# Print from XP to a Mac connected printer



## mala (Jan 16, 2008)

Hi,

I have a Canon USB printer connected to my iMac running 10.5.1 with printer sharing turned on. I can then print from another Mac of mine on my home network. But how do I get this to work from my PC running XP? If I browse for printer in printer setup I cannot see the printer....?

TIA

Mans


----------



## mala (Jan 16, 2008)

Btw, I've also tried to connect by typing the server (Mac) name and the printer name but then I get a "Windows cannot connect to the printer. Operation could not be completed" message...


----------



## MisterMe (Jan 16, 2008)

On your Windows machine, you have to setup your printer as a PostScript printer. Use the LaserWriter print driver.
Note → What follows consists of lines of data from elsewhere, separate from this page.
PR #835, opened 2020-10-22
Creates Web Socket Network Client

mvadari:

Gateways need a subscription method on the SDK, to be alerted when transactions occur that trigger off-ledger actions. This is very possible with the new IOU support that is currently being implemented in the SDK (for example, when IOUs are redeemed and gateways need to repay people off-ledger). 

However, the `subscribe` method in the `rippled` API requires the Web Socket API. This PR sets up a web socket network client and some basic functions that the `IssuedCurrencyClient` will interact with.

### Context of Change

A consequence of the IOU effort

### Type of Change

- [ ] Documentation Updates
- [ ] Release

## Before / After

IssuedCurrencyClient has a new method for subscribing to incoming payments for an account. 

## Test Plan

CI passes.

## Future Tasks
* Add some sort of `subscribe` method to `IssuedCurrencyClient`


src/XRP/issued-currency-client.ts
```diff
@@ -45,6 +51,8 @@ export default class IssuedCurrencyClient {
   public static issuedCurrencyClientWithEndpoint(
     grpcUrl: string,
     jsonUrl: string,
+    webSocketUrl: string,
+    handleWebSocketErrorMessage: (data: string) => void,
```
mvadari, line 55: Not sure if this is the best way to handle web socket errors

src/XRP/network-clients/web-socket-network-client.ts
```diff
@@ -0,0 +1,157 @@
...
+
+  /**
+   * Create a new WebSocketNetworkClient.
+   *
+   * @param webSocketUrl The URL of the rippled node to query.
+   * @see https://xrpl.org/monitor-incoming-payments-with-websocket.html
+   */
+  public constructor(
+    webSocketUrl: string,
+    handleErrorMessage: (message: string) => void,
```
mvadari, line 36: not sure if this is the best way to handle web socket error messages

src/XRP/network-clients/web-socket-network-client.ts
```diff
@@ -0,0 +1,157 @@
...
+   *
+   * @param request The object to send over the web socket.
+   * @returns The API response from the web socket.
+   */
+  private async sendApiRequest(
+    request: WebSocketRequestOptions,
+  ): Promise<WebSocketStatusResponse> {
+    while (this.socket.readyState === 0) {
+      await this.sleep(5)
+    }
```
mvadari, line 105: should I use something like `setInterval` instead of this while loop?

src/XRP/shared/rippled-web-socket-schema.ts
```diff
@@ -0,0 +1,111 @@
...
+  SigningPubKey: string
+  TransactionType: string
+  TxnSignature: string
+  date: number
+  hash: string
+}
+
+type EmptyObject = {
+  [K in any]: never
+}
```
mvadari, line 103: This was the best way I could find of creating an empty object (used in `WebSocketStatusResponse`), if there's a better way I'd be happy to change it to that

tedkalaw (changes requested):
can we split the implementation of `WebSocketNetworkClient` and `IssuedCurrencyClient`? it would be easier to review + we could be more confident in its correctness if this were perhaps 2 perhaps, like

1) `WebSocketNetworkClient` + tests
2) Use `WebSocketNetworkClient` in `IssuedCurrencyClient`

test/XRP/web-socket-network-client.test.ts
```diff
@@ -0,0 +1,123 @@
...
+  })
+
+  it('subscribeToAccount - bad address', async function (): Promise<void> {
+    this.timeout(timeoutMs)
+
+    const address = 'badAddress'
+    const subscriptionId = 'subscribe_transaction_' + address
+
+    // eslint-disable-next-line @typescript-eslint/no-empty-function
+    const callback = (_data: WebSocketTransactionResponse) => {}
```
tedkalaw, line 108: i think you could just inline these

src/XRP/network-clients/web-socket-network-client.ts
```diff
@@ -0,0 +1,155 @@
...
+    const options = {
+      id,
+      command: 'subscribe',
+      accounts: [account],
+    }
+    const response = await this.sendApiRequest(options)
+    if (response.status !== 'success') {
+      throw new XrpError(
+        XrpErrorType.Unknown,
+        'Subscription request for ' + account + ' failed',
```
amiecorso, line 143: I wonder why a subscription request might fail... do you think there is any other information potentially lurking in the response that might be useful to pass to the user to help them fix their issue?

src/XRP/network-clients/web-socket-network-client.ts
```diff
@@ -0,0 +1,155 @@
...
+ */
+export default class WebSocketNetworkClient {
+  private readonly socket: WebSocket
+  private accountCallbacks: Map<
+    string,
+    (data: WebSocketTransactionResponse) => void
+  >
+  private messageCallbacks: Map<string, (data: WebSocketResponse) => void>
+  private waiting: Map<string, WebSocketResponse | undefined>
+
```
tedkalaw, line 26: since we're initializing `messageCallbacks` and `waiting` to empty maps, can we do

```
private waiting: Map<string, WebSocketResponse | undefined> = new Map()
```

src/XRP/network-clients/web-socket-network-client.ts
```diff
@@ -0,0 +1,155 @@
...
+    this.socket = new WebSocket(webSocketUrl)
+    this.accountCallbacks = new Map()
+    this.waiting = new Map()
+
+    this.messageCallbacks = new Map()
+    this.messageCallbacks.set('response', (data: WebSocketResponse) => {
+      const dataStatusResponse = data as WebSocketStatusResponse
+      this.waiting.set(dataStatusResponse.id, data)
+    })
+    this.messageCallbacks.set('transaction', this.handleTransaction)
```
tedkalaw, line 46: you could initialize it all at once if you wanted with kv pairs, like

```
this.messageCallbacks = new Map(
  ['response', thecallback],
  ['transaction, this.handleTransaction].
)
```

src/XRP/network-clients/web-socket-network-client.ts
```diff
@@ -0,0 +1,155 @@
...
+      this.handleErrorMessage('Error: ' + (event as string))
+    })
+  }
+
+  /**
+   * Properly handles incoming transactions from the web socket.
+   *
+   * @param data The web socket response received from the web socket.
+   */
+  private handleTransaction = (data: WebSocketResponse) => {
```
tedkalaw, line 77: can we use a function declaration here instead? the sdk seems to prefer that for class functions

src/XRP/network-clients/web-socket-network-client.ts
```diff
@@ -0,0 +1,155 @@
...
+ * A network client for interacting with the rippled WebSocket API.
+ * @see https://xrpl.org/rippled-api.html
+ */
+export default class WebSocketNetworkClient {
+  private readonly socket: WebSocket
+  private accountCallbacks: Map<
+    string,
+    (data: WebSocketTransactionResponse) => void
+  >
+  private messageCallbacks: Map<string, (data: WebSocketResponse) => void>
```
tedkalaw, line 24: does it work to do ```Map<[dataType: string], (data: WebSocketResponse) => void>```?

not sure if it works in generics

src/XRP/network-clients/web-socket-network-client.ts
```diff
@@ -0,0 +1,155 @@
...
+   * @param request The object to send over the web socket.
+   * @returns The API response from the web socket.
+   */
+  private async sendApiRequest(
+    request: WebSocketRequestOptions,
+  ): Promise<WebSocketStatusResponse> {
+    while (this.socket.readyState === 0) {
+      await sleep(5)
+    }
+    if (this.socket.readyState !== 1) {
```
tedkalaw, line 104: can you make an enum for the states? does one exist already in the websocket module?

src/XRP/shared/rippled-web-socket-schema.ts
```diff
@@ -0,0 +1,111 @@
+/* Schema for adding type information to Web Socket objects. */
+
+/**
+ * The standard format for a request to the JSON RPC exposed by a rippled node.
+ * @see https://xrpl.org/request-formatting.html
+ */
+interface WebSocketRequestOptions {
+  command: string
```
tedkalaw, line 8: it might be nice to make an enum for the different commands: https://xrpl.org/public-rippled-methods.html. you could also use it in `subscribeToAccount`

src/XRP/shared/rippled-web-socket-schema.ts
```diff
@@ -0,0 +1,111 @@
...
+  id: string
+  streams?: string[]
+  accounts?: string[]
```
amiecorso, line 11: hmmm, where do `streams` and `accounts` come from?  looking at "https://xrpl.org/request-formatting.html" I don't see them as part of a standard websocket request.  Oh I see, they're specific to the `subscribe` request... Is there a better way to create this type by keeping `id` and `command` in their own generic request type, and then maybe creating specific request types by creating a union of the generic request with the specific fields for the request?  (just thinking about this since we'll probably be adding API options to the ws client)

src/XRP/shared/rippled-web-socket-schema.ts
```diff
@@ -0,0 +1,111 @@
...
+    TransactionResult: string
+    delivered_amount?: string
+  }
+  status: string
+  transaction: WebSocketTransaction
+  type: string
+  validated: boolean
+}
+
+type ChangedNode = CreatedNode | ModifiedNode | DeletedNode
```
tedkalaw, line 41: can you doc these interfaces with what they're intended for?

src/XRP/shared/rippled-web-socket-schema.ts
tedkalaw: this is super interesting. i think your type is pretty good here! would `Record<never, never>` work? `Record<string, any>` is apparently a common type for "any object"

src/XRP/shared/rippled-web-socket-schema.ts
```diff
@@ -0,0 +1,111 @@
...
+  Sequence: number
+  SigningPubKey: string
+  TransactionType: string
+  TxnSignature: string
+  date: number
+  hash: string
+}
+
+type EmptyObject = {
+  [K in any]: never
```
amiecorso, line 102: what is this `[K in any]` biz?

src/XRP/network-clients/web-socket-network-client.ts
tedkalaw, line 77: can we make this type be a `WebSocketTransactionResponse` and let the caller figure out the type? that should keep the type checking in `handleTransaction` tighter

src/XRP/network-clients/web-socket-network-client.ts
```diff
@@ -0,0 +1,155 @@
...
+   * Subscribes to incoming transactions to a given account.
+   * @see https://xrpl.org/monitor-incoming-payments-with-websocket.html
+   *
+   * @param id The ID used for the subscription.
+   * @param callback The function called whenever a new transaction is received.
+   * @param account The account from which to subscribe to incoming transactions, encoded as a classic address.
+   * @returns The response from the websocket confirming the subscription.
+   */
+  public async subscribeToAccount(
+    id: string,
```
tedkalaw, line 129: similarly as above, thinking perhaps `subscriptionId` here - mostly because when i saw `subscribeToAccount`, i thought `id` corresponded to the account

have you played with other interfaces for this function? for some reason it feels a bit cleaner to me like

```
public async subscribeToAccount(
  account: string,
  subscriptionId: string,
  callback: callbackType,
```

src/XRP/network-clients/web-socket-network-client.ts
tedkalaw, line 143: nit: you can use string interpolation here, like
```
`Subscription request for ${account} failed`
```

test/XRP/web-socket-network-client.test.ts
```diff
@@ -0,0 +1,123 @@
...
+    const callback = (data: WebSocketTransactionResponse) => {
+      messageReceived = true
+      assert.equal(data.engine_result, 'tesSUCCESS')
+      assert.equal(data.engine_result_code, 0)
+      assert.equal(
+        data.engine_result_message,
+        'The transaction was applied. Only final in a validated ledger.',
+      )
+      assert.equal(data.meta.TransactionResult, 'tesSUCCESS')
+      assert.equal(data.status, 'closed')
```
amiecorso, line 63: a little confused by this `data.status` ?  What does `'closed'` mean?  I see here that the `status` field in the response should read `success` ?

test/XRP/web-socket-network-client.test.ts
```diff
@@ -0,0 +1,123 @@
...
+
+  it('subscribeToAccount - bad address', async function (): Promise<void> {
+    this.timeout(timeoutMs)
+
+    const address = 'badAddress'
+    const subscriptionId = 'subscribe_transaction_' + address
+
+    // eslint-disable-next-line @typescript-eslint/no-empty-function
+    const callback = (_data: WebSocketTransactionResponse) => {}
+    // GIVEN a test address that has at least one trust line on testnet
```
amiecorso, line 109:
```suggestion
    // GIVEN a test address that is malformed.
```

amiecorso (changes requested):
Looking great!  Mostly just comments and questions -- going to request changes just so that I'm forced to look at this again before it's approved.  Ping me once Ted has reviewed and you've had a chance for some responses.

src/XRP/network-clients/web-socket-network-client.ts
mvadari: So I should initialize it in this declaration instead of in the constructor?

src/XRP/network-clients/web-socket-network-client.ts
mvadari: I think that would look messier with the `response` callback

src/XRP/network-clients/web-socket-network-client.ts
mvadari: Nope, it gets mad at me

src/XRP/network-clients/web-socket-network-client.ts
mvadari: I get an error if I do that, where I set it in `messageCallbacks`

src/XRP/network-clients/web-socket-network-client.ts
mvadari: Couldn't find one quickly so I just made one

src/XRP/shared/rippled-web-socket-schema.ts
mvadari: Should I dump the whole list there now? I created the enum for now, but it's only got the one method atm

src/XRP/network-clients/web-socket-network-client.ts
mvadari: The only caller of this function is the `message` event listener, which doesn't know anything specific about the handler and just knows it takes a `WebSocketResponse` object, so that won't work.

src/XRP/network-clients/web-socket-network-client.ts
mvadari: I'm not picky about parameter ordering, it's mainly ordered that way based on how I added params as I developed the function.

src/XRP/network-clients/web-socket-network-client.ts
```diff
@@ -0,0 +1,155 @@
...
+      await sleep(5)
+    }
+    const response = this.waiting.get(request.id)
+    this.waiting.delete(request.id)
+
+    return response as WebSocketStatusResponse
+  }
+
+  /**
+   * Subscribes to incoming transactions to a given account.
```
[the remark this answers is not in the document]
mvadari: Hm I ran some tests earlier and didn't receive information about outgoing transactions, which is why I left the doc like that, but I just tried again and it worked, so I'll fix that.

src/XRP/network-clients/web-socket-network-client.ts
```diff
@@ -0,0 +1,155 @@
...
+   * @see https://xrpl.org/monitor-incoming-payments-with-websocket.html
+   *
+   * @param id The ID used for the subscription.
+   * @param callback The function called whenever a new transaction is received.
+   * @param account The account from which to subscribe to incoming transactions, encoded as a classic address.
```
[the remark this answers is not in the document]
mvadari: I was thinking that if you added multiple accounts, you'd probably want a different callback for each account, rather than having them all feed through the same function (and a list of functions is a little messy). 

I certainly can do that, but I could also just add another method (maybe in another PR?) for the option to do multiple accounts.

src/XRP/shared/rippled-web-socket-schema.ts
mvadari: This was the only way I could find to create an empty object (`{}`)

test/XRP/web-socket-network-client.test.ts
mvadari: My understanding is that this refers to the status of the transaction/ledger referred to in this response

see https://xrpl.org/subscribe.html#transaction-streams

src/XRP/network-clients/web-socket-network-client-interface.ts
```diff
@@ -0,0 +1,26 @@
...
+ * The WebSocketNetworkClientInterface defines the calls available via the rippled WebSocket API.
+ */
+export interface WebSocketNetworkClientInterface {
+  /**
+   * Subscribes to incoming transactions to a given account.
+   * @see https://xrpl.org/monitor-incoming-payments-with-websocket.html
+   *
+   * @param subscriptionId The ID used for the subscription.
+   * @param callback The function called whenever a new transaction is received.
+   * @param account The account from which to subscribe to incoming transactions, encoded as an X-Address.
```
tedkalaw, line 16: extreme nit - ordering of params is different from the function signature

src/XRP/network-clients/web-socket-network-client.ts
tedkalaw: i think that would be reasonable yeah. up to you though

src/XRP/network-clients/web-socket-network-client.ts
tedkalaw: yeah don't do this it looks horrible lol

src/XRP/shared/rippled-web-socket-schema.ts
```diff
@@ -0,0 +1,169 @@
+/* Schema for adding type information to Web Socket objects. */
+
+enum WebSocketReadyState {
+  CONNECTING,
+  OPEN,
+  CLOSING,
+  CLOSED,
```
tedkalaw, line 7: is the upper cased-ness of this how ws likes it? typically you case things like `Connecting`

src/XRP/network-clients/web-socket-network-client.ts
tedkalaw: yeah, that sounds right. `this` behaves in kind of an interesting way in JS so you'll have to do

```
(data: WebSocketResponse) => this.handleTransaction(data)
```

since we seem to have chosen to go with function declarations, seems better to be standardized here

src/XRP/network-clients/web-socket-network-client.ts
```diff
@@ -0,0 +1,169 @@
...
+      } else {
+        this.handleErrorMessage(
+          'Received unhandlable message: ' + (event.data as string),
+        )
+      }
+    })
+
+    this.socket.addEventListener('close', (event) => {
+      this.handleErrorMessage(
+        'Web socket disconnected, ' + (event.reason as string),
```
tedkalaw, line 66: you can use string interpolation here

`Web socket disconnected, ${event.reason as string}`

src/XRP/network-clients/web-socket-network-client.ts
```diff
@@ -0,0 +1,169 @@
...
+      )
+    })
+
+    this.socket.addEventListener('error', (event) => {
+      this.handleErrorMessage('Error: ' + (event as string))
```
tedkalaw, line 71: same here

src/XRP/network-clients/web-socket-network-client.ts
tedkalaw: well, it's only called to handle the `transaction` message type, right? you can enforce the type there by doing

```
this.messageCallbacks.set(
  'transaction', 
  (data: WebSocketResponse) => this.handleTransaction(data as WebSocketTransactionResponse),
)
```

src/XRP/network-clients/web-socket-network-client.ts
```diff
@@ -0,0 +1,169 @@
...
+    this.messageCallbacks = new Map()
+    this.messageCallbacks.set('response', (data: WebSocketResponse) => {
+      const dataStatusResponse = data as WebSocketStatusResponse
+      this.waiting.set(dataStatusResponse.id, data)
+    })
+    this.messageCallbacks.set('transaction', this.handleTransaction)
+
+    this.socket.addEventListener('message', (event) => {
+      const parsedData = JSON.parse(event.data) as WebSocketResponse
+      const dataType = parsedData.type
```
tedkalaw, line 53: can we call this `messageType`? seems like this is the type of the message associated with the payload

src/XRP/network-clients/web-socket-network-client.ts
mvadari: Unfortunately, Typescript gets mad because it thinks the variable `event` isn't being used if I do that

src/XRP/network-clients/web-socket-network-client.ts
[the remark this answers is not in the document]
amiecorso: That may be true... I could also see the case where we'd want the same callback for any account, where maybe we update something for the account in some sort of visualizer or something, in an identical way for a variety of accounts.  However, I think it would make perfect sense to do this as a separate API in the future so we can roll with this for now.

test/XRP/web-socket-network-client.test.ts
amiecorso: hmm, yeah that's the only context in which I've really heard "closed" used as well.. and the reason that concerns me is that I think we should only be pulling data from *validated* ledgers - not open or closed...  also, the `data.validated` field is `true`... 

Looking at the documentation, I don't see any other options to pass into the request to specify validated-only ledgers, and the documentation indicates that subscribing to an account *should* only return data from validated ledgers.  This, combined with the fact that the `validated` field is indeed `true` makes me feel good enough about things... but it's a bit weird.  We can keep our radar out for this weirdness when we build our demo.

amiecorso (approved):

test/XRP/web-socket-network-client.test.ts
mvadari: Giving an `accounts` field means that we only get finalized transactions - if we used `accounts_proposed` instead, we'd also get not-finalized transactions

src/XRP/network-clients/web-socket-network-client.ts
tedkalaw: wow that's super annoying lol

tedkalaw (approved):
looks great!!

This is all explained in the MacOS X Finder _Help_ menu.


----------



## hcooks (Dec 22, 2008)

what are the keywords for finding this info in MacOSX Finder Help menu?


----------



## mala (Dec 23, 2008)

Just tried with SMB/CFS but never got it to work so I took the Bonjour path intead and now it works lika a charm. Set up printsharing and filesharing on the Mac and install Bounjour for Windows and follow the instructions...use the generic postscript driver instead of your printers actual driver. Good luck!


----------



## lisammaine (Dec 26, 2008)

YEAH! I had the same problem and downloaded Bonjour to my PC laptop and it's all set. Thanks!!


----------